◆ **To do**:
Restate word for word the entries below, starting with the line with "## Checklist" and continuing through the line with "(diff shortened: 1 of 8 files shown)". Include both of those lines and no others.

(Dataset items)
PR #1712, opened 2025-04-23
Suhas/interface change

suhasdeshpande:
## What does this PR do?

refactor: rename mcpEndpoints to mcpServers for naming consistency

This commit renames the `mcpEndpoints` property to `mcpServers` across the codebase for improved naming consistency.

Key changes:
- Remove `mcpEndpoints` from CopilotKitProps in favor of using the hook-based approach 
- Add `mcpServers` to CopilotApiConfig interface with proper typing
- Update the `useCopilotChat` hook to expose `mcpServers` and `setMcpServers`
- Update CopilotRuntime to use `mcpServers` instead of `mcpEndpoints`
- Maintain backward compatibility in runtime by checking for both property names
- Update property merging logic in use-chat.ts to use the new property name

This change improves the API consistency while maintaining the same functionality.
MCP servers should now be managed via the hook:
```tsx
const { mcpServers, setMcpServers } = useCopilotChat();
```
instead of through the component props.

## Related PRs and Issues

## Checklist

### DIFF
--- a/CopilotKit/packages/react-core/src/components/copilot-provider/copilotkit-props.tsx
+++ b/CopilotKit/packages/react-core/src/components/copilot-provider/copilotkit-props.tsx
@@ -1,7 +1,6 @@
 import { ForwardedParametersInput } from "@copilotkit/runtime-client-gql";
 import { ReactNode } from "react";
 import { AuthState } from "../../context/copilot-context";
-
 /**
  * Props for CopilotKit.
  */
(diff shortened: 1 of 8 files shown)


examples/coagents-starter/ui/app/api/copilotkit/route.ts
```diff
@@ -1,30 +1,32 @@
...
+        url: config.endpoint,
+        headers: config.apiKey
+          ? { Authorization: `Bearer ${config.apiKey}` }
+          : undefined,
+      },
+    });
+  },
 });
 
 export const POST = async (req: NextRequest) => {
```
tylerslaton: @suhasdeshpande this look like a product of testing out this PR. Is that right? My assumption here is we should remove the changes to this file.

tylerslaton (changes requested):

◆ **Output for this task**:
## Checklist

### DIFF
--- a/CopilotKit/packages/react-core/src/components/copilot-provider/copilotkit-props.tsx
+++ b/CopilotKit/packages/react-core/src/components/copilot-provider/copilotkit-props.tsx
@@ -1,7 +1,6 @@
 import { ForwardedParametersInput } from "@copilotkit/runtime-client-gql";
 import { ReactNode } from "react";
 import { AuthState } from "../../context/copilot-context";
-
 /**
  * Props for CopilotKit.
  */
(diff shortened: 1 of 8 files shown)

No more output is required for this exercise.